• REQUIRED WORK:
Extract the listing in its entirety, keeping each line identical to the original.

• EXCERPTED RECORDS:
•••••

PR #8074, opened 2025-08-15
Expose tagStart/End args for all sweeps p&c (plus twists for Extrude)

### LINKED ISSUE #8071: Editing an Extrude operation via Feature Tree removes any `tagEnd`, `tagStart`, or other arguments
Editing an Extrude operation via point-and-click (through the Feature Tree and Command Palette) will erase non-command palette args like `tagEnd` and `tagStart`. A small reproduction can be seen here, where editing the Extrude via point-and-click will break the Chamfer because of this deletion.

```kcl
sketch001 = startSketchOn(XY)
  |> angledLine(angle = 0, length = 1.83, tag = $rectangleSegmentA001)
  |> angledLine(angle = segAng(rectangleSegmentA001) + 90, length = 2.45)
  |> angledLine(angle = segAng(rectangleSegmentA001), length = -segLen(rectangleSegmentA001))
  |> close()
extrude001 = extrude(profile001, length = 4, tagEnd = $capEnd001)
  |> chamfer(
       length = .5,
       tags = [
       ],
     )
```

https://github.com/user-attachments/assets/3b43baee-ef6c-4c79-9152-525af9c2d2a7

pierremtb:
Fixes #8071 by making sure we're exhaustive on optional args.

Personally I could also see a world where the variable name is something we can define at creation time.

Adds:
- `tagStart`
- `tagEnd`
to Extrude, Sweep, Loft, and Revolve.

Adds:
- `twistAngleStep`
- `twistCenter`
to Revolve.

Adds:
- `bezApproximateRational`
- `baseCurveIndex`
to Loft.

Remaining before ready:
- [x] Add missing optional args
- [x] Add tests cases for these
- [x] Handle XY case


src/components/CommandBar/CommandBarBasicInput.tsx
```diff
@@ -70,6 +70,11 @@ function CommandBarBasicInput({
         <span className="capitalize px-2 py-1 rounded-l bg-chalkboard-100 dark:bg-chalkboard-80 text-chalkboard-10 border-b border-b-chalkboard-100 dark:border-b-chalkboard-80">
           {arg.displayName || arg.name}
         </span>
+        {arg.inputType === 'tagDeclarator' && (
+          <span className="pl-2 py-1 -mr-2 border-b border-b-chalkboard-100 dark:border-b-chalkboard-80">
+            $
+          </span>
+        )}
```
pierremtb, line 77: Figured we could use a little extra UI thing here. Could become its own Input type later, seems enough for now tho?

src/lib/commandBarConfigs/modelingCommandConfig.ts
```diff
@@ -75,9 +81,16 @@ export type ModelingCommandSchema = {
     // KCL stdlib arguments
     sketches: Selections
     length: KclCommandValue
+    // TODO: add `to` as Selections arg here
```
pierremtb, line 78: This will be https://github.com/KittyCAD/modeling-app/issues/8305

src/components/CommandBar/CommandBarBasicInput.tsx
```diff
@@ -16,7 +16,7 @@ function CommandBarBasicInput({
   onSubmit,
 }: {
   arg: CommandArgument<unknown> & {
-    inputType: 'string' | 'color'
+    inputType: 'string' | 'color' | 'tagDeclarator'
```
pierremtb, line 19: Went with `tagDeclarator` as I figured we might want a `tagReference` later or something like that?

src/components/CommandBar/CommandBarBasicInput.tsx
franknoirot: Yes I think users that are both aware of how to use `tagStart` and `tagEnd` will also be users who might accidentally include the `$` in the form field.

e2e/playwright/regression-tests.spec.ts
franknoirot, line 1: Might be worth asking if tests like this could be done with integration or unit tests in the future?

src/lang/modifyAst/sweeps.test.ts
franknoirot, line 1: Oh I see, nice you added more unit tests than E2E, I think that's fine

src/lang/modifyAst/sweeps.ts
franknoirot, line 1: You've really got modifying these things down to a science now

src/lang/modifyAst/sweeps.ts
```diff
@@ -520,3 +619,14 @@ export function retrieveAxisOrEdgeSelectionsFromOpArg(
...
+export function retrieveTagDeclaratorFromOpArg(
+  opArg: OpArg,
+  code: string
+): string {
+  const dollarSignOffset = 1
+  return code.slice(
+    opArg.sourceRange[0] + dollarSignOffset,
+    opArg.sourceRange[1]
+  )
+}
```
franknoirot, line 632: This is exactly the kind of stuff I can't wait to not need once we have a code mod API

src/lib/commandBarConfigs/modelingCommandConfig.ts
```diff
@@ -428,19 +452,34 @@ export const modelingMachineCommandConfig: StateMachineCommandSetConfig<
       symmetric: {
         inputType: 'options',
         required: false,
-        options: [
-          { name: 'False', value: false },
-          { name: 'True', value: true },
-        ],
+        options: booleanOptions,
```
franknoirot: Oh interesting, this is probably better, but did you find [the "boolean" arg inputType](https://github.com/KittyCAD/modeling-app/blob/main/src/lib/settings/initialSettings.tsx#L462-L464) not workable for these?

src/lib/operations.ts
```diff
@@ -184,6 +203,44 @@ const prepareToEditExtrude: PrepareToEditCallback = async ({ operation }) => {
...
+        operation.labeledArgs.twistCenter.sourceRange[0],
+        operation.labeledArgs.twistCenter.sourceRange[1]
+      )
+    )
+    if (err(result) || 'errors' in result) {
+      return { reason: "Couldn't retrieve twistCenter argument" }
+    }
+
+    twistCenter = result
+  }
```
franknoirot, line 242: I got tripped up by this input needing to be a Point2d, but I imagine that will be remedied by using the new custom input type(s) that @max-mrgrsk has been working on instead of a straight KCL type input when it's available yeah?

franknoirot (approved):
Thanks for doing this work and getting us up to coverage!

Seeing all these optional args is both very cool and worrying, inspiring me to move forward designing the operation modal UI we've discussed with @jamwaffles. Are you feeling that?

Image

src/lib/commandBarConfigs/modelingCommandConfig.ts
pierremtb: There's a boolean type????????????????????????? Let me look hahaha thank you

e2e/playwright/regression-tests.spec.ts
pierremtb: Totally fair, there's no need for playwright here

pierremtb:
> Seeing all these optional args is both very cool and worrying, inspiring me to move forward designing the operation modal UI we've discussed with @jamwaffles. Are you feeling that?

Yup, very much in agreement there. Need to evolve!

(also what's that NAN thing about we should fix that)

src/lib/operations.ts
pierremtb: Ha yeah, I'm playing the "it's fine if users command palette themselves into a nice enough KCL error they can fix" card here, eg. if they provide an array of the wrong size of no array at all.

Only used `allowArrays` from Max, not the vector3d because I need 2d and I think we need to think deeper about the different types we need before I go in copy some code everywhere

e2e/playwright/regression-tests.spec.ts
pierremtb: Ok I actually remember now: I'm killing two birds here, cause this is the only playwright test dealing with tags, and also the proof that the regression is solved.

What I could do is make this more happy case type in point-click.spec.ts and create a new unit test for that regression case

src/lib/commandBarConfigs/modelingCommandConfig.ts
pierremtb: WOAH https://github.com/KittyCAD/modeling-app/commit/5341e1a5c79f5be31d3fc03a272337e17962dd67

e2e/playwright/regression-tests.spec.ts
pierremtb: Done the above!

franknoirot: Nice okay that makes sense

src/lib/commandBarConfigs/modelingCommandConfig.ts
franknoirot: Ay nice, are you okay with that "off" and "on" label for those? That's what I was worried you might not like and would be totally fair

franknoirot:
> (also what's that NAN thing about we should fix that)

Oop good catch hah! It's gotta be the `valueSummary` field of the KCL argument type not being migrated to support `allowArrays`

src/lib/commandBarConfigs/modelingCommandConfig.ts
pierremtb: all good to me I updated the tests to match

PR #8098, opened 2025-08-19
turn CSP on

maxammann:
I have not noticed relevant violations on https://app.axiom.co/kittycad-xx0p/query?qid=nby50sukQ5B-t18x8o&relative=1&sid=nCroPnQ0LlgGcu5Jys

The font related ones seem to come from extensions. It is also only a few violations and is not affecting a significant percentage.

It is already fully turned on in electron


e2e/playwright/snapshot-tests.spec.ts-snapshots/Draft-circle-should-look-right-1-Google-Chrome-linux.png
maxammann, line 1: I think this is a flake

jtran (approved):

•••••

• RESPONSE TO THE EXERCISE:
PR #8074, opened 2025-08-15
Expose tagStart/End args for all sweeps p&c (plus twists for Extrude)

### LINKED ISSUE #8071: Editing an Extrude operation via Feature Tree removes any `tagEnd`, `tagStart`, or other arguments
Editing an Extrude operation via point-and-click (through the Feature Tree and Command Palette) will erase non-command palette args like `tagEnd` and `tagStart`. A small reproduction can be seen here, where editing the Extrude via point-and-click will break the Chamfer because of this deletion.

```kcl
sketch001 = startSketchOn(XY)
  |> angledLine(angle = 0, length = 1.83, tag = $rectangleSegmentA001)
  |> angledLine(angle = segAng(rectangleSegmentA001) + 90, length = 2.45)
  |> angledLine(angle = segAng(rectangleSegmentA001), length = -segLen(rectangleSegmentA001))
  |> close()
extrude001 = extrude(profile001, length = 4, tagEnd = $capEnd001)
  |> chamfer(
       length = .5,
       tags = [
       ],
     )
```

https://github.com/user-attachments/assets/3b43baee-ef6c-4c79-9152-525af9c2d2a7

pierremtb:
Fixes #8071 by making sure we're exhaustive on optional args.

Personally I could also see a world where the variable name is something we can define at creation time.

Adds:
- `tagStart`
- `tagEnd`
to Extrude, Sweep, Loft, and Revolve.

Adds:
- `twistAngleStep`
- `twistCenter`
to Revolve.

Adds:
- `bezApproximateRational`
- `baseCurveIndex`
to Loft.

Remaining before ready:
- [x] Add missing optional args
- [x] Add tests cases for these
- [x] Handle XY case


src/components/CommandBar/CommandBarBasicInput.tsx
```diff
@@ -70,6 +70,11 @@ function CommandBarBasicInput({
         <span className="capitalize px-2 py-1 rounded-l bg-chalkboard-100 dark:bg-chalkboard-80 text-chalkboard-10 border-b border-b-chalkboard-100 dark:border-b-chalkboard-80">
           {arg.displayName || arg.name}
         </span>
+        {arg.inputType === 'tagDeclarator' && (
+          <span className="pl-2 py-1 -mr-2 border-b border-b-chalkboard-100 dark:border-b-chalkboard-80">
+            $
+          </span>
+        )}
```
pierremtb, line 77: Figured we could use a little extra UI thing here. Could become its own Input type later, seems enough for now tho?

src/lib/commandBarConfigs/modelingCommandConfig.ts
```diff
@@ -75,9 +81,16 @@ export type ModelingCommandSchema = {
     // KCL stdlib arguments
     sketches: Selections
     length: KclCommandValue
+    // TODO: add `to` as Selections arg here
```
pierremtb, line 78: This will be https://github.com/KittyCAD/modeling-app/issues/8305

src/components/CommandBar/CommandBarBasicInput.tsx
```diff
@@ -16,7 +16,7 @@ function CommandBarBasicInput({
   onSubmit,
 }: {
   arg: CommandArgument<unknown> & {
-    inputType: 'string' | 'color'
+    inputType: 'string' | 'color' | 'tagDeclarator'
```
pierremtb, line 19: Went with `tagDeclarator` as I figured we might want a `tagReference` later or something like that?

src/components/CommandBar/CommandBarBasicInput.tsx
franknoirot: Yes I think users that are both aware of how to use `tagStart` and `tagEnd` will also be users who might accidentally include the `$` in the form field.

e2e/playwright/regression-tests.spec.ts
franknoirot, line 1: Might be worth asking if tests like this could be done with integration or unit tests in the future?

src/lang/modifyAst/sweeps.test.ts
franknoirot, line 1: Oh I see, nice you added more unit tests than E2E, I think that's fine

src/lang/modifyAst/sweeps.ts
franknoirot, line 1: You've really got modifying these things down to a science now

src/lang/modifyAst/sweeps.ts
```diff
@@ -520,3 +619,14 @@ export function retrieveAxisOrEdgeSelectionsFromOpArg(
...
+export function retrieveTagDeclaratorFromOpArg(
+  opArg: OpArg,
+  code: string
+): string {
+  const dollarSignOffset = 1
+  return code.slice(
+    opArg.sourceRange[0] + dollarSignOffset,
+    opArg.sourceRange[1]
+  )
+}
```
franknoirot, line 632: This is exactly the kind of stuff I can't wait to not need once we have a code mod API

src/lib/commandBarConfigs/modelingCommandConfig.ts
```diff
@@ -428,19 +452,34 @@ export const modelingMachineCommandConfig: StateMachineCommandSetConfig<
       symmetric: {
         inputType: 'options',
         required: false,
-        options: [
-          { name: 'False', value: false },
-          { name: 'True', value: true },
-        ],
+        options: booleanOptions,
```
franknoirot: Oh interesting, this is probably better, but did you find [the "boolean" arg inputType](https://github.com/KittyCAD/modeling-app/blob/main/src/lib/settings/initialSettings.tsx#L462-L464) not workable for these?

src/lib/operations.ts
```diff
@@ -184,6 +203,44 @@ const prepareToEditExtrude: PrepareToEditCallback = async ({ operation }) => {
...
+        operation.labeledArgs.twistCenter.sourceRange[0],
+        operation.labeledArgs.twistCenter.sourceRange[1]
+      )
+    )
+    if (err(result) || 'errors' in result) {
+      return { reason: "Couldn't retrieve twistCenter argument" }
+    }
+
+    twistCenter = result
+  }
```
franknoirot, line 242: I got tripped up by this input needing to be a Point2d, but I imagine that will be remedied by using the new custom input type(s) that @max-mrgrsk has been working on instead of a straight KCL type input when it's available yeah?

franknoirot (approved):
Thanks for doing this work and getting us up to coverage!

Seeing all these optional args is both very cool and worrying, inspiring me to move forward designing the operation modal UI we've discussed with @jamwaffles. Are you feeling that?

Image

src/lib/commandBarConfigs/modelingCommandConfig.ts
pierremtb: There's a boolean type????????????????????????? Let me look hahaha thank you

e2e/playwright/regression-tests.spec.ts
pierremtb: Totally fair, there's no need for playwright here

pierremtb:
> Seeing all these optional args is both very cool and worrying, inspiring me to move forward designing the operation modal UI we've discussed with @jamwaffles. Are you feeling that?

Yup, very much in agreement there. Need to evolve!

(also what's that NAN thing about we should fix that)

src/lib/operations.ts
pierremtb: Ha yeah, I'm playing the "it's fine if users command palette themselves into a nice enough KCL error they can fix" card here, eg. if they provide an array of the wrong size of no array at all.

Only used `allowArrays` from Max, not the vector3d because I need 2d and I think we need to think deeper about the different types we need before I go in copy some code everywhere

e2e/playwright/regression-tests.spec.ts
pierremtb: Ok I actually remember now: I'm killing two birds here, cause this is the only playwright test dealing with tags, and also the proof that the regression is solved.

What I could do is make this more happy case type in point-click.spec.ts and create a new unit test for that regression case

src/lib/commandBarConfigs/modelingCommandConfig.ts
pierremtb: WOAH https://github.com/KittyCAD/modeling-app/commit/5341e1a5c79f5be31d3fc03a272337e17962dd67

e2e/playwright/regression-tests.spec.ts
pierremtb: Done the above!

franknoirot: Nice okay that makes sense

src/lib/commandBarConfigs/modelingCommandConfig.ts
franknoirot: Ay nice, are you okay with that "off" and "on" label for those? That's what I was worried you might not like and would be totally fair

franknoirot:
> (also what's that NAN thing about we should fix that)

Oop good catch hah! It's gotta be the `valueSummary` field of the KCL argument type not being migrated to support `allowArrays`

src/lib/commandBarConfigs/modelingCommandConfig.ts
pierremtb: all good to me I updated the tests to match

PR #8098, opened 2025-08-19
turn CSP on

maxammann:
I have not noticed relevant violations on https://app.axiom.co/kittycad-xx0p/query?qid=nby50sukQ5B-t18x8o&relative=1&sid=nCroPnQ0LlgGcu5Jys

The font related ones seem to come from extensions. It is also only a few violations and is not affecting a significant percentage.

It is already fully turned on in electron


e2e/playwright/snapshot-tests.spec.ts-snapshots/Draft-circle-should-look-right-1-Google-Chrome-linux.png
maxammann, line 1: I think this is a flake

jtran (approved):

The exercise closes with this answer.